## DATA TO PROCESS
---------------
PR #2902, opened 2024-09-13
Add Error Message for Accessing Login Manager without --web-login

andrewbaldwin44:


locust/web.py
```diff
@@ -518,6 +514,16 @@ def update_user():
...
 
+    @property
+    def login_manager(self):
+        if self.web_login:
+            login_manager = LoginManager()
+            login_manager.init_app(self.app)
+            login_manager.login_view = "login"
+            return login_manager
+
+        raise AttributeError("The login_manager is only available with --web-login.\n")
```
andrewbaldwin44, line 525: We could also quit locust here I was just thinking maybe an AttributeError is a bit nicer

locust/web.py
```diff
@@ -5,6 +5,7 @@
 import logging
 import mimetypes
 import os.path
+import sys
```
cyberw, line 8: I think this import was added accidentally? I wonder why it doesnt fail linting...

PR #2914, opened 2024-09-26
Url in template arg

fletelli42:


locust/web.py
```diff
@@ -656,6 +656,7 @@ def update_template_args(self):
             "users": users,
             "percentiles_to_chart": stats_module.PERCENTILES_TO_CHART,
             "percentiles_to_statistics": stats_module.PERCENTILES_TO_STATISTICS,
+            "api_base_url": self.environment.parsed_options.api_base_url,
```
andrewbaldwin44, line 659: Think this will break in locust core because there is no argument api_base_url. We also don't really need to affect / don't need locust core users to know about this about. I was thinking something along the lines of `self.template_args = { **self.template_args, ... }` and in the init we would have `self.template_args = {}`. This would allow us to further extend the template args in the future in case we need to

PR #1172, opened 2026-01-01
Use StrictTriple for splitMember

meooow25:
This tracks the strictness in the implementation more cleanly and makes it easier to optimize. For instance, with GHC 9.12.2, the Set intersection benchmark time improves by 13%.

---

```
Name                       Time - - - - - - - -    Allocated - - - - -
intersection                58 μs   50 μs  -13%    321 KB  322 KB   +0%
```


treeowl (approved):
Nice catch.

treeowl:
That might be worth a GHC ticket, especially if the problem survives code generation.

PR #1173, opened 2026-01-03
Update CI to test with GHC 9.14

meooow25:


meooow25:
Failures are due to https://github.com/haskell-CI/haskell-ci/pull/789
---------------
Exactly the lines from the one with "Use StrictTriple for splitMember" through the last line of the listing above must make up your answer.

## OUTPUT
Use StrictTriple for splitMember

meooow25:
This tracks the strictness in the implementation more cleanly and makes it easier to optimize. For instance, with GHC 9.12.2, the Set intersection benchmark time improves by 13%.

---

```
Name                       Time - - - - - - - -    Allocated - - - - -
intersection                58 μs   50 μs  -13%    321 KB  322 KB   +0%
```


treeowl (approved):
Nice catch.

treeowl:
That might be worth a GHC ticket, especially if the problem survives code generation.

PR #1173, opened 2026-01-03
Update CI to test with GHC 9.14

meooow25:


meooow25:
Failures are due to https://github.com/haskell-CI/haskell-ci/pull/789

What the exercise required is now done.